В первоначальную пору накопления впечатлений он почти не решается отдавать новые впечатления даже листу бумаги, не то что холсту. Он словно уже не доверяет прежнему своему умению. Он смутно ощущает, что его оружие, арсенал его художественных средств для новых завоеваний требует решительного обновления. Мечась в этих трудных поисках, что-то он, конечно, пробует. То вдруг напишет на доске маслом апостола Андрея Первозванного. А оказывается изображенным под этим библейским наименованием здешний крестьянин со сложенными перед собою руками. Тогда он пишет — тоже на доске, тоже маслом — просто крестьянина, отрезающего ломоть хлеба. Но черты его лица получаются малоподвижными, малоиндивидуальными. С таким же основанием автор мог бы дать этому герою какое-то апостольское имя. Он откладывает палитру. Берется за карандаш. На листках, чаще на клочках бумаги вызывает к жизни слабые подобия фигурки сидящего пастушка, крестьянок, ребятишек, деревенской улицы, стены сарая, просто бревен, наличника окна, древесного ствола. Робкие попытки. Призванный самой природой своей натуры мыслить цветом, он с трудом может выразить себя в монохромном рисунке. Должно быть, поэтому он с годами почти оставит карандаш.
И все же долго так продолжаться не могло. Бремя новых знаний выносилось все труднее. Приспела пора, когда сделалось невыносимо нужно выплеснуть переполнившие его впечатления. Так появляется на свет композиция, обыденно названная автором «Очищение свеклы».
После изображения Головачевского с воспитанниками это вторая в его практике групповая композиция. Он сейчас словно опасается не уместить переполняющие его впечатления в рамках одиночного портрета. Он впервые пробует связать отдельных людей единым, общим действием. Правда, самого «производственного процесса» он не показывает, «техника чистки свеклы» его занимает менее всего. Собственно, так будет всегда: Венецианов никогда не стремился к тому, чтобы его картины могли играть роль «пособия» по сенокошению, пахоте или обмолоту хлеба. Он одарен способностью уловить ту естественную остановку житейского действия, когда чисто внешние связи отдаляются на второй план, а на первый выступает нечто несравненно более важное — образно-пластические, духовные связи людей труда. Картина называется «Очищение свеклы», но в данный, увековеченный художником миг никто свеклу не чистит. Художник захватил недолгий момент передышки: следующая корзина уже принесена, и кажется, едва мы отвернемся, снова заснуют руки крестьянок, одна из них еще даже не поспела опустить из рук нож.

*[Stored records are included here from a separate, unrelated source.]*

PR #2475, opened 2019-08-03
Rake task to identify columns that have bad NULLs

gregdingle:
# Description

For data cleanup, this script identifies all database columns that have `NULL` values. In particular, it can identify columns that are configured in Rails to validate `presence: true`, which then clearly should not have `NULL`s. 

# Notes

* In local testing only visualizations table had nulls in presence true cols. 

```
Model Visualization has NULLs in presence: true columns: {
  "data": 0.0,
  "name": 0.00023
}
```

* My intention is to examine the rows that this script turns up in prod and decide whether to delete them or fix them, then make the cols `NOT NULL`.

* My next intention, with `only_presence_true` false, is consider making `NOT NULL` columns that have zero `NULL`s in prod. This will eliminate the need for checking `nil` on those col values in ruby, and `null` in javascript. 

* Here is the output locally for that:
https://czi.quip.com/LWbJAyLuX7fn/2019-08-02-NULL-values-in-database

# Tests

`rake find_cols_that_have_nulls`

verify non-zero values are in the database with manual sql query


lib/tasks/find_null_values.rake
```diff
@@ -0,0 +1,57 @@
+
+desc 'Finds database columns that are have NULL values'
```
jshoe: nit: "that are have"

lib/tasks/find_null_values.rake
```diff
@@ -0,0 +1,57 @@
...
+task 'find_cols_that_have_nulls', [:max_per_model, :only_presence_true] => :environment do |_t, args|
+  ActiveRecord::Base.logger.level = :info
+  Rails.application.eager_load!
+  models = ApplicationRecord.descendants
+
+  args.with_defaults(max_per_model: 1_000_000)
+  args.with_defaults(only_presence_true: false)
+
+  models.each do |model|
+    # puts "\nFinding #{model} cols that have NULL values ..."
```
jshoe: uncomment?

PR #2476, opened 2019-08-03
Update PipelineRun and experimental dag template for pipeline version 3.9

lvreynoso:
# Description

To make the AMR Heatmap more scientifically useful, I've submitted a PR in idseq-dag ([#175](https://github.com/chanzuckerberg/idseq-dag/pull/175)) that would add total reads, reads per million, and depth per million to the results table for each resistance gene SRST2 identifies in a sample. The gene given in the ARG-ANNOT annotation is also added since this name is much more closely aligned with the CARD Ontology (>90%), as well as the NCBI GeneBank accession number for easy linking to detailed genome information.

This PR updates the dag template to take in account the new requirements for the srst2 step, and adds the new columns in the results to a pipeline run's `amr_counts`.

# Tests

* Ran a benchmark test sample and a giant AMR NOVA test sample on staging and local, hit the `amr_heatmap/amr_counts.json` endpoint to make sure the new data was being returned.
Screen Shot 2019-08-08 at 11 35 29 AM


app/lib/dags/experimental.json.erb
```diff
@@ -38,7 +38,11 @@
       "taxid_locations_combined.json"
     ],
     "alignment_viz_out": ["align_viz.summary"],
+    <% if attribute_dict[:pipeline_version].to_f >= 3.8 %>
```
cdebourcy: I think if we start adding pipeline version conditions to this file, it will quickly become unmanageable. In the past, we've usually just made a clean break and deployed the new idseq-dag version at the same time as the new idseq-web version to keep the two in sync. There is currently no expectation that the web will be backwards-compatible with older idseq-dag versions, so you don't need to allow for it here.

In other words: please get rid of the if-else here and just make sure to coordinate the idseq-dag and idseq-web deployments.

Ignore me if you're just writing this condition for some testing in staging. My comment applies to the final code that goes into master after you have experimented and tested it.

MarkAZhang: @cdebourcy I had advised her to do this because it seemed like a safer way to deploy. If you have this if-else wrapper, then the dag will be valid both before and after the idseq_dag feature branch is merged into master. The plan is to then remove the if-else wrapper once the dag change is deployed and stable, so it will not be there long-term.

The reason it feels safer is that you don't have to coordinate the deploy of the two services, with a risk that if a user submits a sample at a bad time, it might fail.

My approach does involve deploying the if-else to production and then removing it later.

Let me know if you prefer your way, and I can change the idseq dag quick start docs.

app/models/pipeline_run.rb
```diff
@@ -563,7 +563,12 @@ def db_load_amr_counts
                               allele: amr_result_fields[1],
                               coverage: amr_result_fields[2],
                               depth:  amr_result_fields[3],
-                              drug_family: amr_result_fields[12], }
+                              annotation_gene: amr_result_fields[11].split(";")[2],
+                              genbank_accession: amr_result_fields[11].split(";")[4],
+                              drug_family: amr_result_fields[12],
+                              total_reads: amr_result_fields[16],
+                              rpm: amr_result_fields[17],
+                              dpm: amr_result_fields[18].strip, } # Remove dangling newline character
```
MarkAZhang: Not a big deal, but is this something we can easily get rid off in the pipeline output, so we don't need the special case here?

app/lib/dags/experimental.json.erb
```diff
@@ -38,7 +38,7 @@
       "taxid_locations_combined.json"
     ],
     "alignment_viz_out": ["align_viz.summary"],
-    "srst2_out": ["output.log", "output__genes__ARGannot_r2__results.txt", "output__fullgenes__ARGannot_r2__results.txt", "amr_processed_results.csv", "amr_summary_results.csv"],
+    "srst2_out": ["out.log", "out__genes__ARGannot_r2__results.txt", "out__fullgenes__ARGannot_r2__results.txt", "amr_processed_results.csv", "amr_summary_results.csv", "output__.ARGannot_r2.sorted.bam"],
```
MarkAZhang: Out of curiosity, what's the rollout plan? Are you going to push to prod and push the dag change to master at the same time?

app/models/pipeline_run.rb
lvreynoso: No, since it's the last column in the csv file the entry will have a newline character.

I *could* rewrite the function to use Ruby's builtin CSV tools, which is honestly probably better...I think I'll do that.

app/lib/dags/experimental.json.erb
MarkAZhang: I notice that this file still contains the guards from a past rollout (`<% if attribute_dict[:pipeline_version].to_f >= 3.6 %>`). That approach seems safer to me, but if you talked with Charles and feel that the coordinated rollout is better, please feel free.

db/migrate/20190808181844_add_rpm_data_to_amr_counts.rb
```diff
@@ -0,0 +1,9 @@
+class AddRpmDataToAmrCounts < ActiveRecord::Migration[5.1]
+  def change
+    add_column :amr_counts, :annotation_gene, :string
+    add_column :amr_counts, :genbank_accession, :string
+    add_column :amr_counts, :total_reads, :bigint
```
MarkAZhang: Nit: Maybe prefer `:integer` to `:bigint`? I believe `:integer` takes up fewer bytes (4 instead of 8) and still stores very big numbers.

app/lib/dags/experimental.json.erb
lvreynoso: That's the plan, yeah. I could deploy it to staging for a short bit, as long as people are aware that samples won't run unless they specify the `lvreynoso/amr_reads` pipeline branch.

lvreynoso:
> LGTM. Please coordinate this with the `idseq_dag` change.

Thanks! Someone does need to approve the PR in idseq_dag first though ;)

Внешне неподвижная группа, несущая в себе оттенок величия полна внутреннего движения. Оно внятно и многоречиво выражено в перекрещивающихся взглядах, в многозначительном «разговоре» рук. Руки женские, мужские и детские. Руки, еще сохранившие юную розовую гладкость, и руки, навсегда загрубленные работой, все эти руки мастерски сорганизованы в ритмически слаженный ансамбль. Сквозное движение, идущее плавно из рук в руки, имеет не только образно-ритмическое, но и композиционно-пространственное значение.
Венецианов еще не готов к воплощению так поразивших его в деревне далеких просторов. Более того, увлеченный сейчас другими проблемами, он с намеренной откровенностью решительно ограничивает глубину в картине: ставит за спинами женщин преграду из условно решенной зелени и даже большой кусок небесного голубого свода как бы «распрямляет» и тоже «ставит» вертикальной стеной, ограждающей пространство. Создается впечатление, что, следуя одному из канонов академизма, он умещает группу на узкой кромке переднего плана — как в скульптурном барельефе, как в театральной сцене. Но первое впечатление ошибочно. Если соединить мысленно движения всех рук одной линией, можно получить некую кривую, обозначающую графически внутренний пульс ритмически-пространственной жизни картины: кривая, то выходящая на передний план, то убегающая вглубь, словно «прошивает» весьма значительный пространственный слой от края до края изображения. От руки юноши, сжимающей корзину, движение резко идет к рукам ребенка, охватившим кринку с молоком, возвращается вперед, к руке, сжимающей нож, и далее плавно устремляется снова в глубину, завершаясь рукою второго мальчика, покоящейся на плече матери.